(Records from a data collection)
* * *
Issue #466, opened 2019-06-11
misc. problems with flux resource match allocate


dongahn:
Encountered a few issues when testing my hwloc whitelist support for #454 

1. When there is no match, `flux resource match allocate` prints out:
* * *
- [WORK ORDER]:
Each record must be repeated exactly as it appears above.

- [ANSWER BOX]:
Issue #466, opened 2019-06-11
misc. problems with flux resource match allocate


dongahn:
Encountered a few issues when testing my hwloc whitelist support for #454 

1. When there is no match, `flux resource match allocate` prints out:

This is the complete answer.